_Your instructions_: Scan the records below and say how many lines include the word "function", giving no other text.

_Dataset excerpts_:
- - -

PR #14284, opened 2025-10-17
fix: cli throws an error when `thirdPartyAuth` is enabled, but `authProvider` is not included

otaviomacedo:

- - -

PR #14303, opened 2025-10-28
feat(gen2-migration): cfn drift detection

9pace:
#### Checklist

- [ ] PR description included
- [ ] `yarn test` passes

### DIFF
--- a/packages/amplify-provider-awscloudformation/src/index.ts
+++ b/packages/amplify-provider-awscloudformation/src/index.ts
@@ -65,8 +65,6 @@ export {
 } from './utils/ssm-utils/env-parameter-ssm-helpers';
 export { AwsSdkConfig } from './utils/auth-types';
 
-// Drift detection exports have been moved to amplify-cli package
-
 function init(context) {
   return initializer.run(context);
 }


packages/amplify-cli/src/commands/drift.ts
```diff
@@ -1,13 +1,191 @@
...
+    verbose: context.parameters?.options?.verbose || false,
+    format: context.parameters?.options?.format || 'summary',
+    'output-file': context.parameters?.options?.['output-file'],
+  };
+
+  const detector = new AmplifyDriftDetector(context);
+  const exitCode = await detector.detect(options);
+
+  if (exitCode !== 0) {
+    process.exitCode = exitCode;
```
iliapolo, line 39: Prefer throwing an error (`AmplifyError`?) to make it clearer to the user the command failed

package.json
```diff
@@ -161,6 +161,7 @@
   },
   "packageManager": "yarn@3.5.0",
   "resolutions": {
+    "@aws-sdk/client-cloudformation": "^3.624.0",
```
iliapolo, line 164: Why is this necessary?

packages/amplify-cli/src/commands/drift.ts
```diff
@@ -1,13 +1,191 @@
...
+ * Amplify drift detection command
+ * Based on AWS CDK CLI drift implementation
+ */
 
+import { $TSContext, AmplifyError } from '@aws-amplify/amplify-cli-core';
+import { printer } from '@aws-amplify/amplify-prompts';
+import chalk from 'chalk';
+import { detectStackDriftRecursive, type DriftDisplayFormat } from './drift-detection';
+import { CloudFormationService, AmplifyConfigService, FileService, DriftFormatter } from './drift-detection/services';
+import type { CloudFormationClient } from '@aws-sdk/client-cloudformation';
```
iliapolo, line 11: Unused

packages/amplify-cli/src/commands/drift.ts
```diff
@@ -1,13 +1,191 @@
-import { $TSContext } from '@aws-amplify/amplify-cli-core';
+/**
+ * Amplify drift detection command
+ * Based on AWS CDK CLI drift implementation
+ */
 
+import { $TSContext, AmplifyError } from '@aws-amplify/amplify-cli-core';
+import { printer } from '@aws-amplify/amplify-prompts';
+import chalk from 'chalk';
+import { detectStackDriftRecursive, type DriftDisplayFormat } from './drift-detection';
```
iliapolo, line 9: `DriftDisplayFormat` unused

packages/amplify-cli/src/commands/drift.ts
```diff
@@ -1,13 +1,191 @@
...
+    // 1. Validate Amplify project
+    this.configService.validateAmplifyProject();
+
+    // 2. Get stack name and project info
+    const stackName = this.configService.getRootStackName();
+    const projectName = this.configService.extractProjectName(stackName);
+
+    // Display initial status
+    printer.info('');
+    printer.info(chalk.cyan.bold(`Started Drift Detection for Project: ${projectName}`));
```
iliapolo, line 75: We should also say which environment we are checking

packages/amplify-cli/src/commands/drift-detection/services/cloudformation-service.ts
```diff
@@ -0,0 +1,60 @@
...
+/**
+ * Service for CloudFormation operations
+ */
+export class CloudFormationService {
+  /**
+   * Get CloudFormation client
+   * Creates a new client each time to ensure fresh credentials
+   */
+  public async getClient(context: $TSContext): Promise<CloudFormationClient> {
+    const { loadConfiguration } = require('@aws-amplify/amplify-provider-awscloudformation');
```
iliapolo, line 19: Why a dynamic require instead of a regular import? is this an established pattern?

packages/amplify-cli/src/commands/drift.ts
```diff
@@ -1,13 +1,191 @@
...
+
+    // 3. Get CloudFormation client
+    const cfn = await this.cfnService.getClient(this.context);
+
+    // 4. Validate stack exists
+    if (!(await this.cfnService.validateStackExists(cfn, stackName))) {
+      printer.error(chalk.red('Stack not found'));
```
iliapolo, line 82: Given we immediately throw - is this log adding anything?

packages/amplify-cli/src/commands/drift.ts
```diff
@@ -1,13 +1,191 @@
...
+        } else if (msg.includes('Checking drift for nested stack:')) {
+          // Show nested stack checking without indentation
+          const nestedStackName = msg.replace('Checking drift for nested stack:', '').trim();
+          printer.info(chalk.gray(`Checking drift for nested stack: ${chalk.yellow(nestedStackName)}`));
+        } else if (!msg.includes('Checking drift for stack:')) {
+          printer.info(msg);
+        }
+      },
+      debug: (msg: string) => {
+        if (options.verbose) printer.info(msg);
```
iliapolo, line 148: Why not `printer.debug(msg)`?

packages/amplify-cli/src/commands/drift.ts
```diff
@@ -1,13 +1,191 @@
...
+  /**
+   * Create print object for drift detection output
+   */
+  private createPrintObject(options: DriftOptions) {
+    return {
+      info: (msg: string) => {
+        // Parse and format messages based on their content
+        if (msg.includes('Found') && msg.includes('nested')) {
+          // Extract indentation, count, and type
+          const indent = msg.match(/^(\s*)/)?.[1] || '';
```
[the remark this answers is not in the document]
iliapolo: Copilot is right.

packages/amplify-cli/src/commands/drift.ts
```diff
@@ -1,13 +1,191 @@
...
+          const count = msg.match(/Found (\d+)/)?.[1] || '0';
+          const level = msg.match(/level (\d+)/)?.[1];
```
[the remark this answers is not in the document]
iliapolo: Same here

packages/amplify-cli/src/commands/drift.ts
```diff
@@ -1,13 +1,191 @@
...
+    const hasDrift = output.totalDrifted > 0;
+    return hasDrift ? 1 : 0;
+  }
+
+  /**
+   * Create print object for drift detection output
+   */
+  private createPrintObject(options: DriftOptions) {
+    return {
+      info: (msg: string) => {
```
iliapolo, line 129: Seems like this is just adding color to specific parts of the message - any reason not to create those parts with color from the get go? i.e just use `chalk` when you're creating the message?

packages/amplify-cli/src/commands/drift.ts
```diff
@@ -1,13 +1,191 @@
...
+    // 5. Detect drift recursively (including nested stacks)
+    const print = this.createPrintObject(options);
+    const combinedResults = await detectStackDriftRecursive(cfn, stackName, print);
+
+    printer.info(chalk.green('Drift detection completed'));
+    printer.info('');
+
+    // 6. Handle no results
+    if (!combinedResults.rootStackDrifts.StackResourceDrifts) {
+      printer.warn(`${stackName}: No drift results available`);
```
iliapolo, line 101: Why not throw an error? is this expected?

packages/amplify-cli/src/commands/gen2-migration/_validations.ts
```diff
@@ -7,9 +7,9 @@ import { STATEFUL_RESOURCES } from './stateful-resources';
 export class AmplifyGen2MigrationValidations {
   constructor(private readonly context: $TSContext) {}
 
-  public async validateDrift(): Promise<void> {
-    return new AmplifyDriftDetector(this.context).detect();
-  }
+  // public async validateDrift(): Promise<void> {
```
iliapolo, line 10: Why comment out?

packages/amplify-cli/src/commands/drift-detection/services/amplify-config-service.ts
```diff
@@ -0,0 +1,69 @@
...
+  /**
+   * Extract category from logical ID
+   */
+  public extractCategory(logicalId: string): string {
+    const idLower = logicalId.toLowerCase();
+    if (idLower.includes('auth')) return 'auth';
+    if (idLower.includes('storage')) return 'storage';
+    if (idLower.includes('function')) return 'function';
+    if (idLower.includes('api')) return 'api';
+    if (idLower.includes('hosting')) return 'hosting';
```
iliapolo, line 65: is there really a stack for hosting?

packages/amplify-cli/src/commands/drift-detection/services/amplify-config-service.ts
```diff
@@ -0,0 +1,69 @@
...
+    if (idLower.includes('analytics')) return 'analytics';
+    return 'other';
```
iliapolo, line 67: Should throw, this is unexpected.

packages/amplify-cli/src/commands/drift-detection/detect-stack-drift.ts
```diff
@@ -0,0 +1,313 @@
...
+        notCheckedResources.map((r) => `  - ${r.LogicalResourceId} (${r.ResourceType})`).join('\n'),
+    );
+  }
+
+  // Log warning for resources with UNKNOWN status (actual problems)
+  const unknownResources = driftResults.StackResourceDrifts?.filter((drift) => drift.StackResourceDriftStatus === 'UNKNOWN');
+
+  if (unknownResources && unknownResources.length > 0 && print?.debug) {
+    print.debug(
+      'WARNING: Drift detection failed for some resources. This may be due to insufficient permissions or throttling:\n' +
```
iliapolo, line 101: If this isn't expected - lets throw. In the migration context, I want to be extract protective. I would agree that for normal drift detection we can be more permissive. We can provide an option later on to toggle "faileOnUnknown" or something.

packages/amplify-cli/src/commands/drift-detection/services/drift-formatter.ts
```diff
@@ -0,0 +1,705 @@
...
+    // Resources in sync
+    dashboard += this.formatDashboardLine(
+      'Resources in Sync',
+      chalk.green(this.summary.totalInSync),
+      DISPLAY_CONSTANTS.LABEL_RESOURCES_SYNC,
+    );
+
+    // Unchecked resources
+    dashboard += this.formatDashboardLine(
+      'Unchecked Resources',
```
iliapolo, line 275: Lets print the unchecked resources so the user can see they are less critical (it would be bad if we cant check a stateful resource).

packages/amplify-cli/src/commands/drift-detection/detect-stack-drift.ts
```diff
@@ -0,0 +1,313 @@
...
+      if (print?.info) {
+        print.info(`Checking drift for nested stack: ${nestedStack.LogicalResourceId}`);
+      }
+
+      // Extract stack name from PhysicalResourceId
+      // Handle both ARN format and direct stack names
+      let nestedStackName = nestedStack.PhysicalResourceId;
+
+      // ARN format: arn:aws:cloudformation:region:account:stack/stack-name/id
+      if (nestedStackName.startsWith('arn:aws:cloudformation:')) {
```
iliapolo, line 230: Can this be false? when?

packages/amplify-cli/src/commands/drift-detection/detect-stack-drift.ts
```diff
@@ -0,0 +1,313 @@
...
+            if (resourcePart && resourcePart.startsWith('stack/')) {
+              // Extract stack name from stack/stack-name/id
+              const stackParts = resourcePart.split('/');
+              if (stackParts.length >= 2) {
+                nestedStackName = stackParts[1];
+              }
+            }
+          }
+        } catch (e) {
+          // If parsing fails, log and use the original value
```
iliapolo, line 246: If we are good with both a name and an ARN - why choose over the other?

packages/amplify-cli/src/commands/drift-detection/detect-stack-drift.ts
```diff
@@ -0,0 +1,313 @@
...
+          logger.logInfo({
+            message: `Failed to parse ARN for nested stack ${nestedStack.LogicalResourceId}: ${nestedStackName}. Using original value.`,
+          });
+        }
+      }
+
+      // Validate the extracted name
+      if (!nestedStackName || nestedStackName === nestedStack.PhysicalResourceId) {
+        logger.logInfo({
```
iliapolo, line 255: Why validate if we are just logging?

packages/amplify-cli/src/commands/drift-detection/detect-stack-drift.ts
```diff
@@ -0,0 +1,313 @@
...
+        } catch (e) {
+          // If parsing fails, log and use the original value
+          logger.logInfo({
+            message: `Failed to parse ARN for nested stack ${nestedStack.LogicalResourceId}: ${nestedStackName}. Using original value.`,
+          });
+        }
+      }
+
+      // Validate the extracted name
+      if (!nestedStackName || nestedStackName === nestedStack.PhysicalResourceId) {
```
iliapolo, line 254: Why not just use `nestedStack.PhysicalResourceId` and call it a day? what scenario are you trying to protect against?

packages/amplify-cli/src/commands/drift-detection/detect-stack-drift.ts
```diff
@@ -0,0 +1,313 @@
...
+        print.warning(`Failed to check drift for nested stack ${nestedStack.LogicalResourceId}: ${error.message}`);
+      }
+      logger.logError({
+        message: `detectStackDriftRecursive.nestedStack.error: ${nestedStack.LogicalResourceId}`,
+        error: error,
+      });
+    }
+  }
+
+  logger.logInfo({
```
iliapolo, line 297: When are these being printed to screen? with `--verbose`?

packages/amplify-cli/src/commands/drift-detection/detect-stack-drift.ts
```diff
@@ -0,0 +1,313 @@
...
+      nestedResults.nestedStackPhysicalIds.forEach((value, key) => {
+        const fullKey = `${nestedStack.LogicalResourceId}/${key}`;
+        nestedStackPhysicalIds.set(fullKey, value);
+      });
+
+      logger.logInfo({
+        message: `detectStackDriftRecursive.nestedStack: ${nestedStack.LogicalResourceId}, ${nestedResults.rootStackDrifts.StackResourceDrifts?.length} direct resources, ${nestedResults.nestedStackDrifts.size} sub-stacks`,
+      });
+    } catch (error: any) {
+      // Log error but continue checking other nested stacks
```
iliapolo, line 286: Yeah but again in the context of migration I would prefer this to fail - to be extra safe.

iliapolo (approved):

- - -

_Answer space_: 2